İki yüz elli senesinde Zeyd İbni Ali torunlarından Yahya İbni Ömer İbni Yahya ortaya çıkıp halkı Âl-i Muhammed’de rızaya davet ettiğinde, Kûfe ahalisinden bir grup ona biat etti. Zeydiyye fırkası ve Vâsıt taraftarlarından birçok halk da tabi olunca taraftarları çoğaldı ve kuvvet kazandı. Fakat Irak Valisi Muhammed İbni Abdullah İbni Tahir onun üzerine çok miktarda asker gönderdi ve muharebe esnasında Yahya öldürülüp askerleri hezimete uğradı.

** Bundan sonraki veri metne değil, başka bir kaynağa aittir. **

PR #480, opened 2025-04-04
Drop support for migrating from `branch-api` 1.x to 2.x

basil:
It has been 8 years since this migration, so anyone who is going to migrate already has by now. Drop support for this nonexistent use case to allow us to simplify the job loading code.

### Testing done

- Ran `branch-api` tests with these changes and verified that the only thing that broke were the migration tests (as expected). All other `branch-api` tests passed. Note that `integration.MigrationTest` tests that `OrganizationFolder`s can be loaded after a restart when their names were mangled.
- Testing in BOM in https://github.com/jenkinsci/bom/pull/4839

### Note

This PR breaks the migration tests in `branch-api`. https://github.com/jenkinsci/branch-api-plugin/pull/507 covers first deleting this tests. If accepted, that PR must be merged and released first (and adopted in BOM and any proprietary equivalents) before this PR can be merged and released.


src/main/java/com/cloudbees/hudson/plugins/folder/ChildNameGenerator.java
```diff
@@ -325,6 +292,7 @@ final ResultWithOptionalSave<File> ensureItemDirectory(@NonNull P parent, @NonNu
      * @param item the item.
      * @param legacyDirName the name of the directory that the item was loaded from.
      * @throws IOException if the ideal name could not be attached to the item.
+     * @deprecated removed without replacement
```
basil, line 295: This method is no longer used as of this PR. I could delete it if desired, but that would cause a compile-time error in `branch-api` once updating `branch-api` to a BOM version that contains this PR.

jglick: IIUC the overrides in `branch-api` can be deleted at any time, at which point we could also delete this method.

basil:
> Merged, release pending; I think that is enough to merge this, since we are only looking at PCT failures which should be resolved shortly?

Agreed.

jglick (approved):

src/main/java/com/cloudbees/hudson/plugins/folder/ChildNameGenerator.java
basil: Yes, exactly.

jglick:
[CloudBees-internal issue](https://cloudbees.atlassian.net/browse/BEE-52209) FTR

src/main/java/com/cloudbees/hudson/plugins/folder/ChildNameGenerator.java
jglick: ⇒ https://github.com/jenkinsci/branch-api-plugin/pull/510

Muhammed İbni Abdullah’ın muzafferiyetine mükâfat olarak Müstain ona Taberistan’daki sultana ait olan, Deylem Boğazı yakınında iki büyük parçayı mülk olarak verdi. Bu yerlerde ise ahalinin pek çok merası vardı. Muhammed İbni Abdullah tarafından o yerleri zapt ve idare için gönderilen Câbir İbni Harun En-Nasırânî, halkın faydalanması için terk edilen meralara saldırınca ahali şikâyet etmekteyken Horasan emareti tarafından Taberistan valisi olan Süleyman İbni Abdullah İbni Tahir İbni Abdullah, Taberistan Eyaleti’ni kendi çiftliği gibi idareye kalkıştığı ve memurları her tarafta ahaliye zulüm ve düşmanlık ettikleri için Taberistan halkı “Dâî bi’l-Hak” denilen ve o zaman Rey beldesinde bulunan Hasan İbni Zeyd İbni İsmail İbni Zeyd İbni’l-Hasan İbni’l-Hasan İbni Ali İbn Ebu Talib’i Taberistan’a davet ederek ona biat ettiler. Taberistan halkı, zaten Deylemîlerle barış içinde bulunduklarından, bütün Taberistan dağlarının halkı, Hasan İbni Zeyd’e biat edince bir anda topluluğu arttı. Ve hemen ileri hareketle Âmul beldesini zapt ettikten sonra Sâriye üzerine yürüdü. Taberistan Valisi Süleyman İbni Abdullah, yüklerini ve ağırlıklarını Sâriye’de bırakıp kaçınca Hasan İbni Zeyd, Sâriye’ye girdi. Taberistan’ı tamamen idaresi altına aldı ve gittikçe kuvvet buldu.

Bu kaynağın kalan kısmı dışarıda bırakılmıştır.